BEGIN Input data

Issue #139, opened 2017-02-22
multiply fractions edge case to support cancelling


evykassirer:
there are some cases where we don't want to multiply fractions with other things, one of them is ` 9/2 * x  -> 9x / 2` (since this doesn't change anything and could be considered less readable)

a case we're not handling with the current logic, that *should* multiply is:

`x * 6/x -> (x * 6) / x` (which is needed for cancelling out)

one solution is just to have better cancelling code that doesn't only work with the fraction `6x/x`, and can recognize that `x` cancels with the denominator in `6/x`

another (possibly easier for now) solution would be to add a case for multiplying a symbol times a term with a symbol in the denominator

... this is a bit messy, so I'm not sure what the best solution is - open to suggestions!

this came up because of a case in #88

kevinbarabash:
my vote would be for better canceling code.

aelnaiem:
I agree with @kevinbarabash, let's improve the canceling code so it handles this case

evykassirer:
I'd love for that to happen :) just haven't had the time to figure out the best way for that to work

ldworkin:
Fixed by https://github.com/socraticorg/mathsteps/commit/344d15b5d5e25251cef7d6976d6a73df16661d7d

PR #186, opened 2017-07-07
multiply fractions with symbol in denominator

ldworkin:
https://github.com/socraticorg/mathsteps/issues/139


ldworkin:
I fixed this issue the cheating way, sorry! Refactoring how cancelling works will have to happen another time :)

lib/simplifyExpression/multiplyFractionsSearch/index.js
```diff
@@ -54,4 +56,19 @@ function multiplyFractions(node) {
...
+function hasConstantNumeratorAndPolynomialInDenominator(node) {
+  if (!(Node.Type.isFraction(node))) {
+    return false;
+  }
+
+  const fraction = Node.Type.getFraction(node);
+  const numerator = fraction.args[0];
+  const denominator = fraction.args[1];
+
+  return (Node.Type.isConstant(numerator) &&
```
ldworkin: Do we need to ensure that the numerator is a constant? I'm not sure, I'm having trouble wrapping my head around the logic. I don't think it hurts.

lib/simplifyExpression/multiplyFractionsSearch/index.js
```diff
@@ -2,22 +2,21 @@ const ChangeTypes = require('../../ChangeTypes');
 const Node = require('../../node');
 const TreeSearch = require('../../TreeSearch');
 
-// If `node` is a product of terms where some are fractions (but none are
-// polynomial terms), multiplies them together.
+// If `node` is a product of terms where:
+// 1) at least one is a fraction
+// 2) either none are polynomial terms, OR
+//    at least one has a symbol in the denominator
+// then multiply them together.
```
evykassirer: this docstring is 👌 

is it noted somewhere why we have the case of none are polynomial terms?

evykassirer: this docstring is 👌

is it noted somewhere why we have the case of none are polynomial terms?

lib/simplifyExpression/multiplyFractionsSearch/index.js
```diff
@@ -26,7 +25,10 @@ function multiplyFractions(node) {
     arg => Node.Type.isFraction(arg));
   const hasPolynomialTerms = node.args.some(
     arg => Node.PolynomialTerm.isPolynomialTerm(arg));
-  if (!atLeastOneFraction || hasPolynomialTerms) {
+  const hasConstantNumeratorAndPolynomialInDenominatorTerms = node.args.some(
+    arg => hasConstantNumeratorAndPolynomialInDenominator(arg));
```
evykassirer: hehe so long name, but descriptive! :D 

you can do 

```
node.args.some(
  hasConstantNumeratorAndPolynomialInDenominator)
```

lib/simplifyExpression/multiplyFractionsSearch/index.js
evykassirer: what cases are we trying to catch? it's for cancelling eventually right?

so if we had `x * 2y / x` we'd still want to multiply fractions so we can cancel. So I think only letting it through if the numerator is a constant will leave some cases uncancelled!

lib/simplifyExpression/multiplyFractionsSearch/index.js
ldworkin: No, I don't think so, and I'm actually not positive why this is the case! Is it because of your comment on the issue here: "there are some cases where we don't want to multiply fractions with other things, one of them is 9/2 * x -> 9x / 2 (since this doesn't change anything and could be considered less readable)" ?

lib/simplifyExpression/multiplyFractionsSearch/index.js
ldworkin: Serdar taught me to write long descriptive names like that, hehe. I was hesitant at first but now I like it!

ldworkin:
Good call re: constant in numerator -- I removed that constraint! I don't totally remember why I had it in the first place 😆

test/simplifyExpression/simplify.test.js
```diff
@@ -46,7 +46,7 @@ describe('can simplify with division', function () {
     ['2x * 5x / 2', '5x^2'],
     ['2x * 4x / 5 * 10 + 3', '16x^2 + 3'],
     ['2x * 4x / 2 / 4', 'x^2'],
-    ['2x * y / z * 10', '20x * y / z'],
+    ['2x * y / z * 10', '(20x * y) / z'],
```
ldworkin: This test case changed slightly because now this case is handled by `multiplyFractionSearch` ... think that's fine?

lib/simplifyExpression/multiplyFractionsSearch/index.js
evykassirer: Hm yeah I think that's it. I feel like that case could be better handled - cause right now 5/2 * x * y/5 won't be combined here... but I guess that'd be handled in collect and combine? Just wondering if we're leaving out anything else with this clause

But yeah adding that as a comment would be helpful for people seeing this later and wondering why, like we both just did haha

evykassirer:
just add that comment explaining what's up 

then 🚢  :D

END Input data

Assignment.
When the word "only" shows up in a line of the entries, report that line.

Answer box.
one solution is just to have better cancelling code that doesn't only work with the fraction `6x/x`, and can recognize that `x` cancels with the denominator in `6/x`
so if we had `x * 2y / x` we'd still want to multiply fractions so we can cancel. So I think only letting it through if the numerator is a constant will leave some cases uncancelled!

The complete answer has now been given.